No shortcuts for Bloomingdale pitcher Kalaf

VALRICO — When Bloomingdale senior right-hander Robby Kalaf takes the mound Saturday against district rival Brandon, he will mark an impressive testament to durability for any high school pitcher: the 50-inning mark.

For most pitchers that’s a season’s worth of work. For Kalaf, there’s still nearly a month left in the regular season.

It will be the second time this season coach Kris Wilken gives Kalaf the ball on four days’ rest. The last time, Kalaf responded with five shutout innings against Wharton.

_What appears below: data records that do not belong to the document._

Issue #1034, opened 2023-07-07
Updating the version of the blockchain database should result in a clean re-index


TheQuantumPhysicist:
Backwards compatibility should be handled by version numbers in the blockchain storage. Currently, there's nothing done for that, but a version number exists that can be used. What should happen is: If the hard-coded version number of the database is not equal to the currently stored version in the database on disk, a full re-index of the database should happen. The full re-index can be seen in two different ways:

- We wipe everything in the database and sync from scratch using p2p. This can be an initial solution that prevents the node from crashing due to invalid data in the database.
- To avoid having to re-download everything, we have to define the "re-index" operation. What it does is, it attempts to get all the blocks from the database, and tries to submit them to chainstate. 

Technically speaking, reading the database with an incompatible version isn't always safe. Hence, we should also have a mechanism in place that can detect whether a re-index is possible from the current data in the database. The minimum set of data we need to do a full re-index is:

1. The blocks
2. The height vs blocks (so that they can be submitted in order)
3. Any configuration needed to reconfigure the node (such as, whether the transaction index is enabled, etc).

Any information that will be read from the database should only be read when we're sure it's valid. Checksums can be used (by, for example, re-hashing blocks and comparing them to the values in height vs blocks map) to ensure that the data is valid.

Notice that a similar process should be there for wallets, but for wallets it's much more complicated because we MUST salvage data from wallets, unlike for the blockchain storage, where we could just resync from peers.

PR #1098, opened 2023-07-29
Add chainstate storage version mismatch check

azarovh:
1. Handle chainstate storage version. In case the version mismatch clean up the chainstate db directory and try initialization again. Relates to #1034 
2. The same applies for `ChainConfig::magic_bytes` and `ChainType::name`. They are now stored in db and if mismatch  the db is clean up and synced from scratch.
3. Add `clean-data` command which cleans up data directory before starting the node. Except for the lock file.

### DIFF
--- a/chainstate/launcher/src/lib.rs
+++ b/chainstate/launcher/src/lib.rs
@@ -19,6 +19,10 @@ mod config;
 
 use std::sync::Arc;
 
+use chainstate::InitializationError;
+use chainstate_storage::{BlockchainStorageRead, BlockchainStorageWrite};
+use storage_lmdb::resize_callback::MapResizeCallback;
+
 // Some useful reexports
 pub use chainstate::{
     chainstate_interface::ChainstateInterface, ChainstateConfig, ChainstateError as Error,
@@ -26,18 +30,24 @@ pub use chainstate::{
 };
 pub use common::chain::ChainConfig;
 pub use config::{ChainstateLauncherConfig, StorageBackendConfig};
-use storage_lmdb::resize_callback::MapResizeCallback;
 
 /// Subdirectory under `datadir` where LMDB chainstate database is placed
 pub const SUBDIRECTORY_LMDB: &str = "chainstate-lmdb";
+
+pub const CHAINSTATE_STORAGE_VERSION_UNINITIALIZED: u32 = 0;
+pub const CHAINSTATE_STORAGE_VERSION_V1: u32 = 1;
+pub const CURRENT_CHAINSTATE_STORAGE_VERSION: u32 = CHAINSTATE_STORAGE_VERSION_V1;
 
 fn make_chainstate_and_storage_impl<B: 'static + storage::Backend>(
     storage_backend: B,
     chain_config: Arc<ChainConfig>,
     chainstate_config: ChainstateConfig,
 ) -> Result<Box<dyn ChainstateInterface>, Error> {
-    let storage = chainstate_storage::Store::new(storage_backend)
+    let mut storage = chainstate_storage::Store::new(storage_backend)
         .map_err(|e| Error::FailedToInitializeChainstate(e.into()))?;
+
+    check_storage_version(&mut storage)?;
+
     let chainstate = chainstate::make_chainstate(
         chain_config,
         chainstate_config,
@@ -47,6 +57,28 @@ fn make_chainstate_and_storage_impl<B: 'static + storage::Backend>(
         Default::default(),
     )?;
     Ok(chainstate)
+}
+
+fn check_storage_version<B: 'static + storage::Backend>(
+    storage: &mut chainstate_storage::Store<B>,
+) -> Result<(), Error> {
+    let storage_version =
+        storage.get_storage_version().map_err(InitializationError::StorageError)?;
+
+    if storage_version == CHAINSTATE_STORAGE_VERSION_UNINITIALIZED {
+        storage
+            .set_storage_version(CURRENT_CHAINSTATE_STORAGE_VERSION)
+            .map_err(InitializationError::StorageError)?;
+    } else {
+        utils::ensure!(
+            storage_version == CURRENT_CHAINSTATE_STORAGE_VERSION,
+            InitializationError::ChainstateStorageVersionMismatch(
+                storage_version,
+                CURRENT_CHAINSTATE_STORAGE_VERSION
+            )
+        );
+    }
+    Ok(())
 }
 
 /// Create chainstate together with its storage
--- a/chainstate/launcher/src/lib.rs
+++ b/chainstate/launcher/src/lib.rs
@@ -16,13 +16,12 @@
 //! Tools to set up chainstate together with its storage
 
 mod config;
+mod storage_compatibility;
 
 use std::sync::Arc;
 
 use chainstate::InitializationError;
-use chainstate_storage::{BlockchainStorageRead, BlockchainStorageWrite};
 use storage_lmdb::resize_callback::MapResizeCallback;
-use utils::ensure;
 
 // Some useful reexports
 pub use chainstate::{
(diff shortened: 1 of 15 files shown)


chainstate/launcher/src/lib.rs
```diff
@@ -19,25 +19,50 @@ mod config;
...
+            .map_err(InitializationError::StorageError)?;
+    } else {
+        utils::ensure!(
+            storage_version == CURRENT_CHAINSTATE_VERSION,
+            InitializationError::ChainstateStorageVersionMismatch(
+                storage_version,
+                CURRENT_CHAINSTATE_VERSION
+            )
+        );
+    }
```
TheQuantumPhysicist, line 64: Please move this logic to a function

chainstate/launcher/src/lib.rs
```diff
@@ -19,25 +19,35 @@ mod config;
...
 pub use config::{ChainstateLauncherConfig, StorageBackendConfig};
-use storage_lmdb::resize_callback::MapResizeCallback;
 
 /// Subdirectory under `datadir` where LMDB chainstate database is placed
 pub const SUBDIRECTORY_LMDB: &str = "chainstate-lmdb";
 
+pub const CHAINSTATE_STORAGE_VERSION_UNINITIALIZED: u32 = 0;
+pub const CHAINSTATE_STORAGE_VERSION_V1: u32 = 1;
+pub const CURRENT_CHAINSTATE_STORAGE_VERSION: u32 = CHAINSTATE_STORAGE_VERSION_V1;
+
```
TheQuantumPhysicist, line 40: Why do these have to be public?

node-lib/src/runner.rs
```diff
@@ -226,13 +229,28 @@ pub async fn setup(options: Options) -> Result<Node> {
...
 fn lock_data_dir(data_dir: &PathBuf) -> Result<std::fs::File> {
-    let lock = std::fs::File::create(data_dir.join(".lock"))
+    let lock = std::fs::File::create(data_dir.join(LOCK_FILE_NAME))
         .map_err(|e| anyhow!("Cannot create lock file in {data_dir:?}: {e}"))?;
     fs4::FileExt::try_lock_exclusive(&lock)
         .map_err(|e| anyhow!("Cannot lock directory {data_dir:?}: {e}"))?;
     Ok(lock)
 }
 
+fn clean_data_dir(data_dir: &PathBuf, exclude: &Path) -> Result<()> {
```
TheQuantumPhysicist, line 239: This is fine... it works... but shouldn't the exclude thing be a slice?

node-lib/src/runner.rs
```diff
@@ -253,8 +271,40 @@ async fn start(
...
+
     log::info!("Starting with the following config:\n {node_config:#?}");
-    let (manager, controller) = initialize(chain_config, data_dir, node_config).await?;
+    let (manager, controller) = match initialize(
+        chain_config.clone(),
+        data_dir.clone(),
+        node_config.clone(),
+    )
+    .await
+    {
```
TheQuantumPhysicist, line 285: Nitpick: Please add an empty line after await

node-lib/src/runner.rs
```diff
@@ -253,8 +271,40 @@ async fn start(
...
+                chainstate::InitializationError::ChainstateStorageVersionMismatch(_, _) => {
+                    log::info!("Failed to init chainstate: {e} \n Cleaning up current db and trying from scratch.");
+
+                    let storage_config: StorageBackendConfig =
+                        node_config.chainstate.clone().unwrap_or_default().storage_backend.into();
+
+                    // cleanup storage directory and retry initialization
+                    if let Some(storage_subdir_name) = storage_config.subdirectory_name() {
+                        let path = data_dir.join(storage_subdir_name);
+                        std::fs::remove_dir_all(path).expect("Removing directory must succeed");
```
TheQuantumPhysicist, line 298: This can fail if the directory doesn't exist. 

Also, please write an error message that's more friendly. This message directly faces users at a very high level if something fails.

node-lib/src/runner.rs
```diff
@@ -253,8 +271,40 @@ async fn start(
...
+        data_dir.clone(),
+        node_config.clone(),
+    )
+    .await
+    {
+        Ok((manager, controller)) => (manager, controller),
+        Err(error) => match error.downcast_ref::<ChainstateError>() {
+            Some(ChainstateError::FailedToInitializeChainstate(e)) => match e {
+                chainstate::InitializationError::ChainstateStorageVersionMismatch(_, _) => {
+                    log::info!("Failed to init chainstate: {e} \n Cleaning up current db and trying from scratch.");
```
TheQuantumPhysicist, line 290: warn

chainstate/launcher/src/lib.rs
```diff
@@ -19,25 +19,35 @@ mod config;
...
 pub use common::chain::ChainConfig;
 pub use config::{ChainstateLauncherConfig, StorageBackendConfig};
-use storage_lmdb::resize_callback::MapResizeCallback;
 
 /// Subdirectory under `datadir` where LMDB chainstate database is placed
 pub const SUBDIRECTORY_LMDB: &str = "chainstate-lmdb";
 
+pub const CHAINSTATE_STORAGE_VERSION_UNINITIALIZED: u32 = 0;
+pub const CHAINSTATE_STORAGE_VERSION_V1: u32 = 1;
+pub const CURRENT_CHAINSTATE_STORAGE_VERSION: u32 = CHAINSTATE_STORAGE_VERSION_V1;
```
iljakuklic, line 39: This could be a custom type wrapper over u32 rather than plain u32, or even an enum with repr u32. These constants could then be turned into associated constants like `StorageVersion::CURRENT` etc.

iljakuklic (approved):
Looks good enough for now. Just one minor suggestion but it's fine to ignore it.

node-lib/src/runner.rs
azarovh: cannot do that because it's automatic formatting of match expression

TheQuantumPhysicist: Never mind.

chainstate/launcher/src/lib.rs
azarovh: ignoring for now

chainstate/launcher/src/lib.rs
```diff
@@ -19,25 +19,38 @@ mod config;
...
     chain_config: Arc<ChainConfig>,
     chainstate_config: ChainstateConfig,
 ) -> Result<Box<dyn ChainstateInterface>, Error> {
-    let storage = chainstate_storage::Store::new(storage_backend)
+    let mut storage = chainstate_storage::Store::new(storage_backend)
         .map_err(|e| Error::FailedToInitializeChainstate(e.into()))?;
+
+    check_storage_version(&mut storage)?;
+    check_magic_bytes(&mut storage, chain_config.as_ref())?;
+    check_chain_type(&mut storage, chain_config.as_ref())?;
```
TheQuantumPhysicist, line 52: Perhaps move these into one call, `check_storage_compatibility()`, and move all these calls and impls into a submodules. Then we can test them in isolation.

chainstate/src/detail/error.rs
```diff
@@ -206,6 +206,16 @@ pub enum InitializationError {
...
+    #[error(
+        "Node cannot load chainstate database because the versions mismatch: db `{0}`, app `{1}`"
+    )]
+    ChainstateStorageVersionMismatch(u32, u32),
+    #[error(
+        "Chain's config magic bytes do not match the one from database : expected `{0:?}`, actual `{1:?}`"
+    )]
+    ChainConfigMagicBytesMismatch([u8; 4], [u8; 4]),
+    #[error("Node's chain type doesn't match the one in the database : db `{0}`, app `{1}`")]
+    ChainTypeMismatch(String, String),
```
TheQuantumPhysicist, line 218: These 3 errors can go into that module and become a single error and can be matched once

TheQuantumPhysicist (approved):
Besides some clean up, this is good to go. We'll add functional tests later.

iljakuklic (approved):

PR #1099, opened 2023-07-29
Add ban/unban API

pavel-kokolemin:
I think we should not ban peers after the `DifferentNetwork` error, because it makes deploying a new testnet network annoying. Once a node is upgraded, it will ban all old peers and be banned by them.

### DIFF
--- a/p2p/src/interface/p2p_interface.rs
+++ b/p2p/src/interface/p2p_interface.rs
@@ -25,6 +25,10 @@ pub trait P2pInterface: Send + Sync {
     async fn connect(&mut self, addr: String) -> crate::Result<()>;
     async fn disconnect(&mut self, peer_id: PeerId) -> crate::Result<()>;
 
+    async fn list_banned(&mut self) -> crate::Result<Vec<String>>;
+    async fn ban(&mut self, addr: String) -> crate::Result<()>;
+    async fn unban(&mut self, addr: String) -> crate::Result<()>;
+
     async fn get_peer_count(&self) -> crate::Result<usize>;
     async fn get_bind_addresses(&self) -> crate::Result<Vec<String>>;
     async fn get_connected_peers(&self) -> crate::Result<Vec<ConnectedPeer>>;
--- a/p2p/src/peer_manager/mod.rs
+++ b/p2p/src/peer_manager/mod.rs
@@ -328,7 +328,7 @@ where
         );
 
         if peer.score >= *self.p2p_config.ban_threshold {
-            self.peerdb.ban_peer(&peer.address);
+            self.peerdb.ban(peer.address.as_bannable());
             self.disconnect(peer_id, None);
         }
     }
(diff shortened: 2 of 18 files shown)


TheQuantumPhysicist (approved):

p2p/src/interface/p2p_interface.rs
```diff
@@ -25,6 +25,10 @@ pub trait P2pInterface: Send + Sync {
     async fn connect(&mut self, addr: String) -> crate::Result<()>;
     async fn disconnect(&mut self, peer_id: PeerId) -> crate::Result<()>;
 
+    async fn list_banned(&mut self) -> crate::Result<Vec<String>>;
```
iljakuklic, line 28: Could we do better than `Vec<String>` here? String manipulation tends to be brittle and exposes whole bunch of operations that are nonsensical for ban address identifiers.

p2p/src/peer_manager/mod.rs
```diff
@@ -986,6 +986,17 @@ where
...
+                response.send(self.peerdb.list_banned().cloned().collect())
+            }
+            PeerManagerEvent::Ban(address, response) => {
+                self.peerdb.ban(address);
+                response.send(Ok(()));
+            }
+            PeerManagerEvent::Unban(address, response) => {
+                self.peerdb.unban(&address);
+                response.send(Ok(()));
+            }
```
iljakuklic, line 999: Would it be useful for the response to include whether ban/unban has been successful?

iljakuklic (approved):
Looks good. A couple of minor suggestions below.

p2p/src/interface/p2p_interface.rs
pavel-kokolemin: We could, but we would have to remove generic addresses from `NetworkingService` and instead use concrete types  (`SocketAddress`/`IpAddress`):
```
pub trait NetworkingService {
    type Address...
    type BannableAddress...
```
It's probably not a good time to do this, and I don't know how else to do it.

p2p/src/peer_manager/mod.rs
pavel-kokolemin: I think they both can't fail. Ban will always succeed because we just store the IP address in the DB. Unban will always succeed because the specified IP won't be banned after the operation.

BTW, it just occurred to me that we should also disconnect selected peers when we ban them. I will do that in the next PR.

iljakuklic: Yea what I meant is something like:

* When you ban an address that's already banned, report that
* When you unban an address that has not been banned.

However, usefulness of that is questionable, so I don't mind not having it.

p2p/src/interface/p2p_interface.rs
iljakuklic: Ok, don't worry about it now

PR #1104, opened 2023-07-30
Fix token decimal parsing

OBorce:
Fetch token info and use the correct number of decimals to parse the input amount string in from the CLI


TheQuantumPhysicist (approved):
Looking fine, assuming my molten brain isn't imagining things... though I have to say there's a lack of tests.

iljakuklic (approved):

“He’s the only guy I’ve ever had who I feel like I can turn around on four days’ rest,” Wilken said Tuesday after Kalaf threw five innings in a 3-2 loss to Plant. “I took him out at 82 pitches for a reason.”

Entering this season, Kalaf knew he would have to carry much of the pitching load, so over the summer he was consumed with getting into the best shape of his career.

“My stamina is so much better,” Kalaf said. “I can go 120 pitches every game and be fine. Last year, I’d go four innings and be tired. I just made that my priority over the summer.”

Kalaf’s high school career has had its share of ups and downs. As a sophomore, he threw 22/3 shutout relief innings against eventual Class 5A state qualifier Plant in the Bulls’ regular-season opener.

“I kind of got a big head,” Kalaf said. “I didn’t think I had to work.”

Then last year was a seasonlong struggle with mechanical issues, Wilken said, in which Kalaf couldn’t keep the ball down. “We had to take him to the complete other side of the pendulum and bring him back,” the coach said.

Those physical and mental struggles have made the 5-foot-11 Kalaf — who has signed with State College of Florida, Manatee-Sarasota — the pitcher he is today.

“It shows how far I’ve come,” Kalaf said with a smile. “If I don’t do what I need to, I know I’m going to be struggling on the mound. I know that if I don’t put the time in, I’m going to be garbage out here.”

He began this season with a streak of 292/3 innings without allowing an earned run and starting the year 3-0, highlighted by a complete-game win over district rival Brandon.

In his next outing seven days later, he struck out 11 and threw another complete game in a narrow 2-0 loss to Alonso and ace Jose Fernandez. And Kalaf’s 59 strikeouts trail only Fernandez in the county.

Considering the fact that Bloomingdale plays with county powers Alonso, Brandon and Plant in arguably the bay area’s most competitive district, Kalaf’s role will be even more important as the district tournament approaches.

Wilken isn’t too worried. He likes the ace he has up his sleeve.

“If someone could just see how he’s going to handle the next four days,” Wilken said Tuesday. “He could not come to practice and I know what he’s doing. If I tell him he needs to run 30 minutes, he will bring the stopwatch back at 40 minutes.

“If I have the chance to give him the ball, I’m giving him the ball.”